*** Opening of Records for this task ***

Issue #105, opened 2017-11-14
Reverse depends on not working for Source Dependency Walker


tspicer01:
The get_depends_on and get_recursive_depends_on are not working for a SourceDependencyWalker.
The functions are trying to pull the repo from the release_repository which in our case doesn't exist as we have only the source.

Proposal
Have a new function _get_repo that can be used internally and overridden in the SourceDependencyWalker to return the repo depending on the object that is being used.  This will allow for the SourceDependencyWalker to use the parent functions.

dirk-thomas:
Addressed by #106.

PR #106, opened 2017-11-14
Fix get_depends_on to work for Source Walker

tspicer01:
Fix get_depends_on to work with a SourceDependencyWalker.

Added a _get_repo function to both DependencyWalker and SourceDependencyWalker so that the function can just just call the appropriate objects function to get the repo.

This will fix issue #105

### DIFF
--- a/src/rosdistro/dependency_walker.py
+++ b/src/rosdistro/dependency_walker.py
@@ -93,7 +93,7 @@ class DependencyWalker(object):
         for name in self._get_package_names():
             if name in ignore_pkgs:
                 continue
-            repo = self._get_repo(name)
+            repo = self._get_package_repo(name)
             if repo is None or repo.version is None:
                 continue
             deps = self._get_dependencies(name, depend_type)
@@ -110,6 +110,7 @@ class DependencyWalker(object):
             next_pkg_to_check = pkgs_to_check.pop()
             for depend_type in depend_types:
                 deps = self.get_depends_on(next_pkg_to_check, depend_type, ignore_pkgs=ignore_pkgs)
+x
                 new_deps = deps - depends_on
                 pkgs_to_check |= new_deps
                 depends_on |= new_deps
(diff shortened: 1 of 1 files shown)


mikepurvis:
Looks like a nice clean fix. I'm surprised we didn't run into this oversight sooner, whoops. :)

👍

src/rosdistro/dependency_walker.py
```diff
@@ -93,8 +93,7 @@ def get_depends_on(self, pkg_name, depend_type, ignore_pkgs=None):
         for name in self._get_package_names():
             if name in ignore_pkgs:
                 continue
-            pkg = self._get_package(name)
-            repo = self._distribution_instance.repositories[pkg.repository_name].release_repository
```
mikepurvis: I think the `pkg.repository_name` logic should either be maintained, or the new function should be `_get_repo_for_package`, since right now it's a bit ambiguous whether it's "get the repo named X" or "get the repo for package named X".

tspicer01: Valid point on the function name, I've changed it.

The reason that I changed how the release repo was determining the repo was b/c on my system it was continually failing with repository_name not a valid.  I dumped the pkg object and don't see repository_name being set.
I also checked in catkin_pkg parse_package_string and don't see it defined.  

If this is an issue with my version compatibility I can change it back but I'm unsure of how it's currently working for the normal DependencyWalker use case.

mikepurvis: It's set here: https://github.com/ros-infrastructure/rosdistro/blob/fc9b2441c5d79b918164c62a0f470f0934a6b172/src/rosdistro/package.py#L39

The `Package` object in question is from `catkin_pkg`; it's a structure internal to `rosdistro`. Anyway, changing the package name is totally satisfactory to me.

dirk-thomas:
Thank you for the fix.

dirk-thomas:
Available in version 0.6.3.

*** Close of Records for this task ***

> Activity
The expected result is an exact transcription of the lines from the one containing "depends_on |= new_deps" through the end of the records above; please include both ends.

> Output
                 depends_on |= new_deps
(diff shortened: 1 of 1 files shown)


mikepurvis:
Looks like a nice clean fix. I'm surprised we didn't run into this oversight sooner, whoops. :)

👍

src/rosdistro/dependency_walker.py
```diff
@@ -93,8 +93,7 @@ def get_depends_on(self, pkg_name, depend_type, ignore_pkgs=None):
         for name in self._get_package_names():
             if name in ignore_pkgs:
                 continue
-            pkg = self._get_package(name)
-            repo = self._distribution_instance.repositories[pkg.repository_name].release_repository
```
mikepurvis: I think the `pkg.repository_name` logic should either be maintained, or the new function should be `_get_repo_for_package`, since right now it's a bit ambiguous whether it's "get the repo named X" or "get the repo for package named X".

tspicer01: Valid point on the function name, I've changed it.

The reason that I changed how the release repo was determining the repo was b/c on my system it was continually failing with repository_name not a valid.  I dumped the pkg object and don't see repository_name being set.
I also checked in catkin_pkg parse_package_string and don't see it defined.  

If this is an issue with my version compatibility I can change it back but I'm unsure of how it's currently working for the normal DependencyWalker use case.

mikepurvis: It's set here: https://github.com/ros-infrastructure/rosdistro/blob/fc9b2441c5d79b918164c62a0f470f0934a6b172/src/rosdistro/package.py#L39

The `Package` object in question is from `catkin_pkg`; it's a structure internal to `rosdistro`. Anyway, changing the package name is totally satisfactory to me.

dirk-thomas:
Thank you for the fix.

dirk-thomas:
Available in version 0.6.3.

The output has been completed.